Fentanyl is 50 times more potent than heroin, the Centers for Disease Control and Prevention reports.
More than 52,000 people died from overdoses across the country in 2015, a figure that grew to about 64,000 last year, the New York Times reported.
Overdose deaths involving fentanyl and other synthetic opioids aside from methadone climbed to 9,500 nationwide in 2015—a one-year increase of 72 percent, according to the CDC.
"The explosion of fentanyl we have seen across the region is quite troubling," said Patrick Trainor, special agent with the Drug Enforcement Administration. "We see bags of what are sold as purported heroin that contain absolutely no heroin at all."
The pace is on track to continue for 2017.
Greensburg police officers now assume a stamp bag of heroin contains fentanyl, Capt. Bob Stafford said.
"It's mixed with heroin, but you don't get much that's just heroin anymore," he said. "Everything seems to have fentanyl in it now."
Last year, police departments across the country began taking precautions—such as wearing gloves and not field-testing stamp bags—when handling suspected drugs after an advisory from the Drug Enforcement Administration. In Greensburg, officers began taking those precautions last year in the event they came in contact with fentanyl, but now they just assume that whatever they are touching has the deadly opioid in it, said Stafford.

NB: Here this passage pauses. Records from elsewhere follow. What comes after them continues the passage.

PR #140, opened 2023-04-06
Common tokens are sorted to the top of the token list

### LINKED ISSUE #131: Token selection modal: Pin most common tokens
> can we pin maybe the network base token, usdc, dai, usdt to the top?

wildmolasses:
Resolves #131


utils/constants.ts
```diff
@@ -4,6 +4,8 @@ export const ethAddress = getAddress(`0x${'e'.repeat(40)}`);
 export const ipfsDomain = 'https://gateway.ipfs.io/ipfs/';
 export const VALID_AMOUNT_REGEX = /^[\d\\.]+$/;
 
+export const TOKEN_PRIORITY_SORT = ['USDC', 'DAI', 'USDT'];
```
alexkeating, line 7: This may be a deficiency in our token list, but every chain looks good except BNB for me.

Screenshot from 2023-04-06 20-40-10

alexkeating (approved):
Looks good, left one comment about BNB list

utils/constants.ts
wildmolasses: thanks -- indeed, our token list does not include USDC, DAI, or USDT for bsc

PR #392, opened 2022-01-18
Cancel previous test runs

chatton:
### All Submissions:

This new step cancels previous test runs from the same branch. This means if we make and push changes while a test is still running we can cancel the previous test as it is no longer required.


leo-ri:
self-requested : ) Can we not merge this one until  CLOUDP-110780, CLOUDP-110604 are done? (I will notify)

leo-ri:
`GitHub actions` released a new feature for canceling pipelines not long time ago - using the `vanilla` way for now.

PR #411, opened 2022-02-07
CLOUDP-110604: update ginkgo

leo-ri:


.golangci.yml
```diff
@@ -82,13 +82,13 @@ issues:
         - gochecknoglobals
         - wrapcheck
         - nlreturn
+        - errcheck
```
leo-ri, line 85: Ginkgo default reporter return err - we do not check it in tests

fabritsius (approved):
Looks great 👍

PR #414, opened 2022-02-10
Enable x509 user auth

fabritsius:


scripts/create_x509.go
```diff
@@ -0,0 +1,88 @@
+package main
```
igor-karpukhin, line 1: one suggestion: maybe it worth to add this thing to the Makefile and then mention in the documentation that one can build it and use the binary to generate certificates?

igor-karpukhin (approved):
Looks good. Should we also add a test for this feature?

scripts/create_x509.go
fabritsius: Good call, I actually had such Makefile section during the development 😅

scripts/create_x509.go
```diff
@@ -0,0 +1,88 @@
...
+	}
+
+	if err := os.MkdirAll(basePath, os.ModePerm); err != nil {
+		fmt.Println("failed to create path", err)
+	}
+
+	// save private key
+	pkey := x509.MarshalPKCS1PrivateKey(privatekey)
+	pkeyPath := filepath.Join(basePath, "private.key")
+	_ = ioutil.WriteFile(pkeyPath, pkey, 0600)
```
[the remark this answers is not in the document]
fabritsius: Sure 👌

pkg/api/v1/status/atlasproject.go
```diff
@@ -72,4 +72,7 @@ type AtlasProjectStatus struct {
 
 	// The list of private endpoints configured for current project
 	PrivateEndpoints []ProjectPrivateEndpoint `json:"privateEndpoints,omitempty"`
+
+	// X509Enabled signifies if self-managed X.509 authentication is configured
+	X509Enabled bool `json:"x509Enabled,omitempty"`
```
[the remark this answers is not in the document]
fabritsius: Agreed, thanks for the idea 💡

pkg/api/v1/atlasdatabaseuser_types.go
```diff
@@ -73,10 +73,13 @@ type AtlasDatabaseUserSpec struct {
...
 
 	// PasswordSecret is a reference to the Secret keeping the user password.
-	PasswordSecret *ResourceRef `json:"passwordSecretRef"`
+	PasswordSecret *ResourceRef `json:"passwordSecretRef,omitempty"`
 
 	// Username is a username for authenticating to MongoDB.
 	Username string `json:"username"`
+
+	// X509Type is X.509 method by which the database authenticates the provided username
+	X509Type string `json:"x509Type,omitempty"`
```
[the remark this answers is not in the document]
fabritsius: I think explicit X.509 is better but. `X509Type` is an actual field of the resulting request and it can be something other than `CUSTOMER` (so we just exposing this field to the user), this way it's easier to follow from the existing Atlas documentation. At the same time, I will think again about it (maybe there is actually a better solution, like you've suggested).

pkg/api/v1/status/atlasproject.go
```diff
@@ -72,4 +73,43 @@ type AtlasProjectStatus struct {
 
 	// The list of private endpoints configured for current project
 	PrivateEndpoints []ProjectPrivateEndpoint `json:"privateEndpoints,omitempty"`
+
+	// AuthModes contains a list of configured authentication modes
+	// "SCRAM" is default authentication method and requires a password for each user
+	// "X509" signifies that self-managed X.509 authentication is configured
+	AuthModes []authmode.AuthMode `json:"AuthModes,omitempty"`
```
fabritsius, line 80: Added an AuthModes list to the Status.
Just realised that I need to put the default `SCRAM` somewhere, even though the field is not used at this stage.

config/manager/kustomization.yaml
```diff
@@ -7,5 +7,4 @@ apiVersion: kustomize.config.k8s.io/v1beta1
 kind: Kustomization
 images:
 - name: controller
-  newName: mongodb-atlas-controller
-  newTag: latest
+  newName: localhost:5000/mongodb-atlas-kubernetes-operator
```
leo-ri, line 10: typo

fabritsius: Thank you 🙏

pkg/api/v1/status/atlasproject.go
fabritsius: Also noticed that this status field isn't passed properly, fixing...

fabritsius: I manually add "SCRAM" to the status. I is never removed cause there is no way to disable default auth through the operator.

igor-karpukhin (approved):
Looks good!

chatton (approved):
LGTM! Nice work with this one 👍

PR #416, opened 2022-02-11
e2e(bundles): add logs

leo-ri:


igor-karpukhin (approved):
Looks good! Quick question: do we need `SaveOperatorLogs` and other two methods if we use `SaveClusterDump`?

fabritsius (approved):
Good Code 👍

DEA investigators use victims' toxicology reports to learn about new forms of the synthetic opiate, such as butyryl fentanyl and 3-methylfentanyl, and where they are found. Even drug dealers who are arrested with what they believe is heroin, it's actually fentanyl, Trainor said.
"This is a very, very dangerous time to be someone who is struggling with substance abuse," he said.